Meine Freundin Iris, die Pferdezüchterin, verbrachte gerade ein paar Tage in Heidelberg. Einmal im Jahr besuchte sie das Grab ihrer Zwillingsschwester Marga, die vor drei Jahren bei einem tragischen Reitunfall auf dem Leierhof ums Leben gekommen war. Wie immer, wenn Iris in Heidelberg Station machte, übernachtete sie bei Edda, ihrer alten Mentorin in Ziegelhausen. Bei ihr holte sie sich Rat in allen Fragen, die mit Pferdehaltung zu tun hatten. Und seit neuestem auch in Zuchtfragen.

„Iris will Freibergerpferde mit Trakehnern kreuzen und verspricht sich viel von dieser Mischung. Deshalb hat sie mich gefragt, ob ich ihr vielleicht Nine als Zuchtstute ausleihen will.“

Gerson stand auf, um den Ball des Jungen, der schon wieder zu uns heraufgerollt war, zurück zu kicken. Der Kleine wollte Aufmerksamkeit; offensichtlich hatte er sich einen Spielonkel gesucht und ihn auch gefunden.

„Du könntest Nine in ihre Obhut geben?“, fragte Gerson und setzte sich wieder auf die Bank.

„Über Einzelheiten haben wir noch nicht gesprochen.
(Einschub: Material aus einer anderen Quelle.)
PR #2456, opened 2023-10-20
Show import with public keyword in the html doc

### LINKED ISSUE #2455: Public imports not showing in html documentation
The bug was introduced in 9d9631aa26bc1b121a3b0fa23691318916d604ec

janmasrovira:
- Closes #2455


jonaprieto:
Let's add one smoke test as in here: https://github.com/anoma/juvix/blob/4dd80e71adc5eac68b528e23f4cbd639caa39307/tests/smoke/Commands/html.smoke.yaml#L17-L28

Instead of checking for `<!DOCTYPE HTML>`, put something sensible related to this fix.

jonaprieto (approved):

PR #2458, opened 2023-10-20
Refactor EntryPoint, Package, Pipeline, Root packages 

paulcadman:
Depends on:
*  https://github.com/anoma/juvix/pull/2451

This PR is part of a series implementing:
* https://github.com/anoma/juvix/issues/2336

In attempt to make the main PR:
* https://github.com/anoma/juvix/pull/2434
easier to review.

Changes in this PR refactor EntryPoint, Package, Pipeline, Root, splitting out the types into Base modules so that they can be imported and used in subsequent PRs with fewer dependencies to avoid package cycles.

### DIFF
--- a/src/Juvix/Compiler/Pipeline/Root/Base.hs
+++ b/src/Juvix/Compiler/Pipeline/Root/Base.hs
@@ -1,0 +1,15 @@
+module Juvix.Compiler.Pipeline.Root.Base where
+
+import Juvix.Compiler.Pipeline.Package.Base
+import Juvix.Prelude
+
+data Roots = Roots
+  { _rootsRootDir :: Path Abs Dir,
+    _rootsPackage :: Package,
+    _rootsPackageGlobal :: Bool,
+    _rootsBuildDir :: Path Abs Dir,
+    _rootsInvokeDir :: Path Abs Dir
+  }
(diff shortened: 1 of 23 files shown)


src/Juvix/Compiler/Pipeline/Root/Base.hs
```diff
@@ -0,0 +1,15 @@
+module Juvix.Compiler.Pipeline.Root.Base where
+
+import Juvix.Compiler.Pipeline.Package.Base
+import Juvix.Prelude
+
+data Roots = Roots
```
jonaprieto, line 6: Is it better to call this one simply `Root`?

paulcadman: Yes I think this is a better name. But would you mind if we did not change this until the other PRs are merged? It will cause many conflicts.

jonaprieto (approved):

src/Juvix/Compiler/Pipeline/Root/Base.hs
jonaprieto: Yes, I approved it because of the same reason.

jonaprieto (approved):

Ich habe mir immer schon ein Fohlen von Nine gewünscht, aber als Zuchtstute will ich sie nicht abgeben. Iris versteht das, sie will Nine trotzdem mit zu sich nach Montmirail nehmen.“

Iris war kurz nach Margas Tod mit ihren Pferden vom jurassischen Teil des Kantons Bern in das kleine Dorf Montmirail im französischsprachigen Kanton Jura gezogen, in die Franches Montagnes, die Freiberge, dem Zuchtgebiet der Freiberger Pferde. Sie sprach fließend Französisch, weil ihre Großeltern aus dem Industriestädtchen Tramelan im Jura stammten. Ihr Großvater hatte dort eine kleine Uhrenfabrik mit 20 Arbeitern besessen, lange bevor die Swatch in China produziert wurde. Heute gab es in Tramelan kaum noch Uhrenfabriken, dafür war die Nachbarstadt Saignelegier wieder zum Zentrum der Freibergerzucht geworden. Die Pferdezucht stellte dort einen beachtlichen Wirtschaftsfaktor dar.
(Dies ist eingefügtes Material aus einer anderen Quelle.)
PR #2465, opened 2023-10-23
Update clang formatting

jonaprieto:
Using

```
clang-format --version
Homebrew clang-format version 17.0.2
```

### DIFF
--- a/.pre-commit-config.yaml
+++ b/.pre-commit-config.yaml
@@ -5,7 +5,7 @@
 # See https://pre-commit.com/hooks.html for more hooks
 repos:
   - repo: https://github.com/pre-commit/pre-commit-hooks
-    rev: v4.4.0
+    rev: v4.5.0
     hooks:
       - id: check-yaml
       - id: check-added-large-files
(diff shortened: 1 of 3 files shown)


jonaprieto:
> Updating the config seems to have fixed it

I didn't notice you push, sorry. Btw, I don't know if you noticed that the pre-commit updates to v17.0.3. I was trying to update with homebrew but it's throwing errors.

paulcadman:
> > Updating the config seems to have fixed it
> 
> I didn't notice you push, sorry. Btw, I don't know if you noticed that the pre-commit updates to v17.0.3. I was trying to update with homebrew but it's throwing errors.

I was able to update the homebrew formula to v17.0.3 however this may not be the one that you actually use:

There's a copy of clang-format bundled with llvm:

```
$ which clang-format
/opt/homebrew/opt/llvm@16/bin/clang-format
```

so if you have homebrew llvm on your PATH, you'll use the copy of `clang-format` from llvm rather than the one installed from the homebrew formula.

paulcadman (approved):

„Sag mal –Bellelaye, wo liegt das?“ Gerson zog die Zeitung, auf der er die ganze Zeit gesessen hatte, hervor und blätterte darin, offensichtlich hielt er einen Themenwechsel für angebracht.

„Das ist das Nachbardorf von Montmirail, glaube ich, es gibt dort ein altes Kloster.“

„Das jetzt eine Psychiatrische Klinik beherbergt?“

„Kann sein.“

„Hör dir das an: Unter Vermischtes steht: Pferdemörder gefasst. Unzählige junge Stuten mussten ein blutiges Ende finden, bis der Pferdemörder endlich gefasst wurde. Der 30-jährige Wohnsitzlose, der die Tat gestand, war vor einem Jahr aus der Psychiatrischen Klinik Bellelaye als geheilt entlassen worden. Doch schon nach einem halben Jahr hatte ihn seine schwere Schizophrenie wieder im Griff. Er glaubte, von Pferden, insbesondere von Stuten verfolgt zu werden. Allein im Kanton Bern tötete er 20 Tiere auf grausame Weise.“

„Oh, mein Gott! Nur gut, dass Montmirail im Kanton Jura liegt!“, sagte ich.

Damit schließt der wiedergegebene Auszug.